Synthesis and Function

• Synthesis: Choline acetyltransferase (ChAT) synthesizes ACh from choline and acetyl-CoA.

• Transport: VAChT packages ACh into vesicles; hemicholinium blocks choline uptake.

• Degradation: Acetylcholinesterase breaks down ACh in the synaptic cleft.

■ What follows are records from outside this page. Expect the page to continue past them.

PR #435, opened 2021-08-18
Fix misc formatting and spelling errors.

njeffrie:
BUG=clean up some internal-only warnings

### DIFF
--- a/tensorflow/lite/micro/build_def.bzl
+++ b/tensorflow/lite/micro/build_def.bzl
@@ -1,20 +1,20 @@
 def micro_copts():
-  return [
-      "-Wall",
-      "-Werror",
-      "-DFLATBUFFERS_LOCALE_INDEPENDENT=0",
-  ]
+    return [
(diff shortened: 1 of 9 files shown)


advaitjain (approved):

advaitjain (changes requested):
We want to continue to disable the layering check. That is the easiest way to ensure that external and internal errors are consistent.

See https://github.com/tensorflow/tflite-micro/pull/386#pullrequestreview-725882136 for additional context. 

I'm happy to switch to something else is we think that that would be preferred (including keeping the layering check and manually fix any errors when we import from github). Let me know what you think.

njeffrie:
Makes sense. I had removed due to warnings in the build, but I'll refrain from removing them now that I understand their purpose.

advaitjain (approved):

advaitjain (approved):

advaitjain (approved):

• Receptors: Nicotinic (ionotropic) and muscarinic (metabotropic) receptors.

• Nicotine: Agonist at nicotinic receptors; increases alertness and addiction potential.

• Muscarinic Receptors: Five subtypes (M1-M5); involved in autonomic and CNS functions.

Drugs Affecting Cholinergic System

• Anticholinesterases: Inhibit acetylcholinesterase, increasing ACh levels (e.g., physostigmine, neostigmine).

• Clinical Use: Alzheimer's disease, myasthenia gravis, and early-stage Parkinson's disease.

Summary Table: Major Neurotransmitters and Key Features

Additional info: Some details, such as specific drug mechanisms and knockout mouse phenotypes, were inferred from standard neurobiochemistry and pharmacology knowledge to provide a complete and academically useful study guide.